The therapist helped Lena to begin to trace an emotional line between her fury at her abusive ex-girlfriend and her plan to leave her, her subsequent physical sensations of overwhelming anxiety, her sense of loss of executive control as highlighted by her relatively new inability to drive, and her central fantasy of her car as a tomb, separating her forever from the people she loved, especially from her mother. In carefully delving into the complicated, ambivalent, yet intense and dependent relationships she tended to form, the therapist explored an emerging core fantasy Lena had about herself that fueled much of the intensity of her relationships: that she was incompetent and unable to manage situations that might arise (on the train to appointments with her therapist, for example).
Lena relinquished her travel companion and began traveling and attending sessions alone by session 5. She rapidly resumed driving and no longer felt so isolated in her car or as though she would panic. The therapist continued to pursue Lena’s core fantasy that she was incompetent like a small child and terrified to be apart from her mother, as she had been when she was very young, and that therefore she was unable to handle matters that might arise at night if she were to sleep alone without her new girlfriend. After session 11, Lena slept alone for the first time in her life.
The therapist helped Lena to verbally articulate how her strength and newfound independence were associated with her relationship with the therapist, something she would have to relinquish soon because of the (24-session) study time limit.
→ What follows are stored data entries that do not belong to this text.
PR #573, opened 2017-02-25
Added ordering of countries by id into chair view

m-j-mcdonald:
This just adds some sorting to the lists seen by chairs, making it easier to find a specific delegation


tdowds:
Would it be possible to sort by name instead of id? I don't think it's guaranteed that sorting by id corresponds to sorting alphabetically

m-j-mcdonald:
This should sort by country name now.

Lena actively mourned the loss of her therapist, experiencing “jumpy nerves” on the train when coming to see her, resisting a “pull” to “pick up women to make it better,” and later expressing anger and sadness that the therapy could not continue. She said that she had never said goodbye as she was now in parting with the therapist, permitting herself to feel the sadness of the loss without becoming overwhelmingly anxious and frantic to replace the therapist with new “emergency” relationships. Despite tremendous anticipatory anxiety, Lena felt calmer and more comfortable: traveling, working, and attending school without anxiety at termination. She had ended her relationship with the new girlfriend after session 17 and despite feeling “lonely and unusual,” had very uncharacteristically not rushed into a new relationship and was adopting a “wait and see” approach to dating. At termination, the Anxiety Disorders Interview Schedule for DSM-IV indicated a score of 3 out of 8 for panic disorder (subsyndromal), 3 out of 8 for agoraphobia, and a score of 0 for generalized anxiety disorder.
These two small adult studies demonstrate preliminary but promising outcomes of psychotherapies for patients with prominent separation anxiety symptoms amid different DSM disorders. Better tracking of separation anxiety throughout treatment course and the development of interventions to relieve its global effects might help in specifically targeting interventions for individual patients.